Boston Cyclists Union says city falling short of its own goals in setting up a network

Bikers make their way around a delivery truck parked in a bike lane. Boston Globe via Getty Images

The Boston Cyclists Union is planning a rally on Sunday, May 5, at Boston City Hall to protest what the nonprofit describes as the Walsh administration’s “slow-footed implementation of Boston’s protected bike network.”

Riders plan to don “arctic-themed costumes” as they rally at City Hall Plaza and then ride approximately 5.5 miles to the Massachusetts Avenue-Columbia Road intersection in Dorchester. The arctic outfitting is designed to call attention to that “slow-footed implementation,” which the cyclists union also describes as “glacial.”

Specifically, the group wants the city to increase the Transportation Department’s funding for the fiscal year 2020 budget to pay for more protected bike lans and for Boston’s part in the Vision Zero initiative to eliminate traffic fatalities.

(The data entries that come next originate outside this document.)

Issue #446, opened 2025-01-24
[TextArea]: Handles inner/outer value incorrectly


kasparsuvi1:
## Problem
Handles inner/outer value incorrectly

## Solution
Should handle state with the same logic as other form components did in community

## Examples and information
* Usage with defaultValue + onChange
* Usage with value + onChange
* Usage with value + onChangeEvent
* usage with defaultValue + onChangeevent

PR #452, opened 2025-01-27
fix(textarea): fix inner value #446

mart-sessman:
Changed textarea inner value logic, now uses same logic TextField component.

### DIFF
--- a/libs/react-components/src/tedi/components/form/textarea/textarea.spec.tsx
+++ b/libs/react-components/src/tedi/components/form/textarea/textarea.spec.tsx
@@ -40,9 +40,9 @@ describe('TextArea component', () => {
     expect(textarea).toHaveClass('tedi-textarea__input');
   });
 
-  it('calls onChange when the textarea value changes', () => {
+  it('calls onChange when using external value and when the textarea value changes', () => {
     const handleChange = jest.fn();
-    render(<TextArea {...defaultProps} onChange={handleChange} />);
+    render(<TextArea {...defaultProps} value="Value" onChange={handleChange} />);
     const textarea = screen.getByPlaceholderText(/enter text/i);
     fireEvent.change(textarea, { target: { value: 'New Value' } });
     expect(handleChange).toHaveBeenCalledTimes(1);
--- a/libs/react-components/src/tedi/components/form/textarea/textarea.spec.tsx
+++ b/libs/react-components/src/tedi/components/form/textarea/textarea.spec.tsx
@@ -21,7 +21,6 @@ describe('TextArea component', () => {
     label: 'Test Label',
     placeholder: 'Enter text...',
     name: 'testTextarea',
-    onChange: jest.fn(),
   };
 
   it('renders the TextArea with default properties', () => {
@@ -50,10 +49,9 @@ describe('TextArea component', () => {
   });
 
   it('displays error when char count is over character limit', () => {
-    const handleChange = jest.fn();
     const charLimit = 10;
     const newText = 'This text is too long';
-    render(<TextArea {...defaultProps} characterLimit={charLimit} onChange={handleChange} />);
+    render(<TextArea {...defaultProps} characterLimit={charLimit} />);
     const textarea = screen.getByPlaceholderText(/enter text/i);
     fireEvent.change(textarea, { target: { value: newText } });
     const error = screen.getByText(`${newText.length}/${charLimit}`);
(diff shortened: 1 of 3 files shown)


airikej (approved):

libs/react-components/src/tedi/components/form/textarea/textarea.tsx
```diff
@@ -13,17 +13,18 @@ export interface TextAreaProps extends TextFieldProps {
...
-
-  const handleInputChange = (inputValue: string) => {
-    setValue(inputValue);
-
-    if (onChange) {
-      onChange(inputValue);
-    }
-  };
+  const { className, helper = [], characterLimit, onChange, value: externalValue, defaultValue, ...rest } = props;
+  const [innerValue, setInnerValue] = React.useState(externalValue ?? defaultValue ?? '');
```
kasparsuvi1, line 17:
```suggestion
  const [innerValue, setInnerValue] = React.useState(defaultValue ?? '');
```
If innerValue is used the externalValue should not be used.

libs/react-components/src/tedi/components/form/textarea/textarea.tsx
```diff
@@ -13,17 +13,18 @@ export interface TextAreaProps extends TextFieldProps {
...
+
+  const handleInputChange = React.useCallback(
+    (inputValue: string) => {
+      setInnerValue(inputValue);
```
kasparsuvi1, line 21: If externalValue and onChange or onChangeEvent is passed the state update should not happen.

kasparsuvi1:
Props still have onChangeEvent, but its not used?

kasparsuvi1:
Add test that check the same bugs that are fixed

kasparsuvi1 (changes requested):

libs/react-components/src/tedi/components/form/textarea/textarea.tsx
mart-sessman: Removed externalValue from initial state.

libs/react-components/src/tedi/components/form/textarea/textarea.tsx
mart-sessman: Added check if externalValue is passed, then just call onChange. (notice onChangeEvent is passed to TextField component with ...rest)
If not, then update inner state.

libs/react-components/src/tedi/components/form/textarea/textarea.tsx
```diff
@@ -13,17 +13,21 @@ export interface TextAreaProps extends TextFieldProps {
...
+  const handleInputChange = React.useCallback(
+    (inputValue: string) => {
+      if (externalValue) {
+        onChange?.(inputValue);
+      } else {
+        setInnerValue(inputValue);
+      }
+    },
+    [externalValue, onChange]
+  );
```
kasparsuvi1, line 28: OnChange should be called always.
```suggestion
  const handleInputChange = React.useCallback(
    (inputValue: string) => {
      if (!externalValue && !(onChange || onChangeEvent) {
        setInnerValue(inputValue);
      }
      onChange?.(inputValue);
    },
    [externalValue, onChange]
  );
```

kasparsuvi1:
Missing tests of the bugs we had:
* defaultValue is not taken into account
* Outer value example with onChange and value properties. TextArea should have correct value after change (Taken from outer state)

mart-sessman:
Added tests.
Added Story for value and onChange event.

libs/react-components/src/tedi/components/form/textarea/textarea.spec.tsx
```diff
@@ -91,4 +83,62 @@ describe('TextArea component', () => {
...
+
+    expect(handleChange).toHaveBeenCalledTimes(1);
+    expect(handleChange).toHaveBeenCalledWith(newValue);
+    expect(textarea).toHaveValue(initialValue);
+
+    render(<TextArea {...defaultProps} value={newValue} onChange={handleChange} placeholder="Enter text" />);
+    const allAreas = screen.getAllByRole('textbox');
+    const newTextarea = allAreas[allAreas.length - 1];
+    expect(newTextarea).toHaveValue(newValue);
+  });
```
kasparsuvi1, line 122: Not sure if it's the best way to test controlled inputs. Rerendering component doesn't directly test, that the value will change correctly. Maybe in future we should consider something like this: https://github.com/testing-library/user-event/issues/549#issuecomment-768271555

kasparsuvi1 (approved):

“Absent increased funding, the city will fail to meet its own goals laid out in Go Boston 2030,” the group said in a release, referencing an initiative that Boston launched in 2017 aimed at improving transportation and transportation safety.

It included bicycling goals such as “all households will be within a five-minute walk of a protected bicycle facility or shared-use path” by 2030.

The Boston Cyclists Union notes that while traffic fatalities have dropped throughout the city, the number of crashes resulting in serious injury to bikers increased from 2017 to 2018. Plus, the city’s bike fatality rate is “significantly” higher than the rate in comparable cities, according to a Bicycling Magazine article the group cited.

We’ve reached out to the Walsh administration for comment.